Monday, December 11, 2017

Contentiousness

So I'm not sure what time or year you'll be reading this, whether it's 2017 or 2057, but this is a time when there is a lot of contention. Online arguments result in less listening and more snarling, name calling, and hateful discourse. We lament the time when two people could get face to face and discuss their viewpoints.

I've seen some more of that than I wanted to recently. I had a set of parents take umbrage with the way I was playing with their children. I used to be their teacher, and consider these kids to not just be an assignment I used to have. I try to love them and notice them, but sometimes I get in the way of myself apparently. It was an unpleasant encounter. 

Then this morning I see a person I know who films himself wearing a trump hat, walking around a group of angry liberal protestors. The way he was treated was appalling. I personally wouldn't do that because I don't have the time for it, and the confrontation troubles and weakens my soul.

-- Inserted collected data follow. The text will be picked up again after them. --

PR #251, opened 2017-05-22
JENA-1341: Fuseki jetty upgrade

afs:
Jetty dependency updates for Fuseki2 and Fuseki1.

### DIFF
--- a/jena-arq/src/main/java/org/apache/jena/atlas/web/TypedInputStream.java
+++ b/jena-arq/src/main/java/org/apache/jena/atlas/web/TypedInputStream.java
@@ -31,6 +31,7 @@ public class TypedInputStream extends FilterInputStream
     // May be different from the URI used to access the resource 
     // e.g. 303 redirection, mapped URI redirection 
     private String baseURI ;
+    private boolean isClosed = false ;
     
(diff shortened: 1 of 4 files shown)


jena-arq/src/main/java/org/apache/jena/atlas/web/TypedInputStream.java
```diff
@@ -31,6 +31,7 @@
     // May be different from the URI used to access the resource 
     // e.g. 303 redirection, mapped URI redirection 
     private String baseURI ;
+    private boolean isClosed = false ;
```
ajs6f: Maybe `volatile`, just in case?

afs: Unnecessary in this case because it is safe to call close on the wrapped `InputStream` anyway.  The flag goes from false to true only.  The flag is useful (e.g. debugging) but is safe without. (I don't like over using `volatile` on principle.)

ajs6f: Ok, cool. I tend to be liberal with it, unless I am worried about a specific performance problem.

But this is the time we're living in. Disagreements quickly fly into personal attacks, and people degrade themselves with the words and gestures that so quickly come to the surface. It is in this environment that I read in D&C 10:63-65 today. Here is the Lord saying that he's not fond of contention either. "And this I do that I may establish my gospel, that there may not be so much contention; yea, Satan doth stir up the hearts of the people to contention.. they do err, for they do wrest the scriptures and do not understand them"

Yeah, been there, and know those people. People that arrogantly pound the scriptures to prove with their twisted logic that they are superior, because they are right.

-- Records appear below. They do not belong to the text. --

PR #255, opened 2017-05-28
JENA-1350: Use Fuseki embedded server for testing

afs:


jena-fuseki2/jena-fuseki-embedded/src/test/java/org/apache/jena/fuseki/embedded/FusekiTestAuth.java
```diff
@@ -0,0 +1,182 @@
...
+    public static final String serviceQuery()       { return "http://localhost:"+port()+datasetPath()+"/query" ; }
+    public static final String serviceGSP()         { return "http://localhost:"+port()+datasetPath()+"/data" ; }
+    
+    private static FusekiEmbeddedServer server ;
+    
+    public static void setupServer(boolean updateable, SecurityHandler sh) {
+        // Clean datasets.
+        dsgTesting = DatasetGraphFactory.createTxnMem();
+        server = FusekiEmbeddedServer.create()
+            .add(datasetPath(), dsgTesting)
```
ajs6f: Looks like all of the test server instances will be in-memory datasets, which is great for speed. Will there be any places where the test server instances touch the disk?

afs: Speed but also for clear-up.  No files get left on disk to interfere with other tests; especially if the server takes awhile to stop properly and release all its resources.

We could add `void setupServer(boolean updateable, DatasetGraph dsg, SecurityHandler sh)` for the general case.

`FusekiTestServer` is also a in-memory transactional dataset and there it is much more difficult to inject a specific implementation because the lifecycle is driven by JUnit.

The example on the JIRA shows it is not necessary to use these helper classes.  They are helpful when a lot of small tests are run, ensuring a balance between careful clean-up and speed.

PR #257, opened 2017-05-29
Upgrade some dependencies to next minor versions

ajs6f:


jena-parent/pom.xml
```diff
@@ -59,10 +59,10 @@
...
     
     <ver.commonslang3>3.4</ver.commonslang3>
-    <ver.commonscsv>1.3</ver.commonscsv>
-    <ver.dexxcollection>0.6</ver.dexxcollection>
+    <ver.commonscsv>1.4</ver.commonscsv>
+    <ver.dexxcollection>0.7</ver.dexxcollection>
 
-    <ver.httpclient>4.5.2</ver.httpclient>
+    <ver.httpclient>4.5.3</ver.httpclient>
     <ver.httpcore>4.4.4</ver.httpcore>
```
afs: This needs to be 4.4.6 to align with httpclient 4.5.3 (from http://central.maven.org/maven2/org/apache/httpcomponents/httpcomponents-client/4.5.3/httpcomponents-client-4.5.3.pom)

afs:
Adding JENA-1353 for linkage.

jena-parent/pom.xml
ajs6f: It passed the tests at 4.4.4, which is interesting, but I am happy to upgrade that too!

afs:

Then the Lord steps in. I notice that he doesn't take sides with anyone, he just extends an invitation: "65 For, behold, I will gather them as a hen gathereth her chickens under her wings, if they will not harden their hearts". 

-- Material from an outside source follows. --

PR #259, opened 2017-06-03
JENA-1357: Add support for a StreamManager when building an RDFParser.

afs:


kinow:
Everything builds fine locally, all tests pass. Code looks good, and the few parts I am familiar in the change seem OK too. +1 lgtm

So - it doesn't matter how right or wrong your understanding of the scriptures may be, the Lord will still gather and protect you. He'll nurture you, but there is a caveat, and of course it has to do with us - not the Lord. If we harden our heart the promise of protection and nurture goes away. It's interesting to me that the condition the Lord extends has nothing to do with our interpretation of the scriptures, it's whether we choose to depend on ourselves or on the Lord. I can be wrong all day long, but if I look to the Lord earnestly for protection and care, I'll be blessed. I would also imagine that if I do that he'll guide me toward the truth. And if I'm open to him, I'll accept it.

I notice that the conversion for me would have nothing to do with arguing or name calling, or personal attacks, or unkind names thrown at me to get me to yield. It's about me, my heart, and the Lord.

It also occurs to me that this is an example of what it means to look to the Lord. If I'm looking to him for guidance and protection, this is not a glance sort of look. It's not a one look and done thing. He is my focus, my center, my backdrop, my protection. He is my teacher, my mentor and my defender, and the more I make him these things, the more he can deeply fill those roles for me.

But the limiting factor is not the Lord's willingness, it is me and my heart. What I will allow him to do for me based on where my heart and my willingness is at.

Verse 69 "...Whosoever...endureth..to the end, him will I establish upon my rock, and the gates of hell shall not prevail against them."

There comes a time when I become less of a chick in the Lord's wings, and more of a stander on a rock. He knows how to make that transition - I don't. But I like the concept of being the rock-stander, who the gates of hell can't defeat.

May we set our hearts on soft cycle with the Lord, and look to Him to lead. It gets better that way.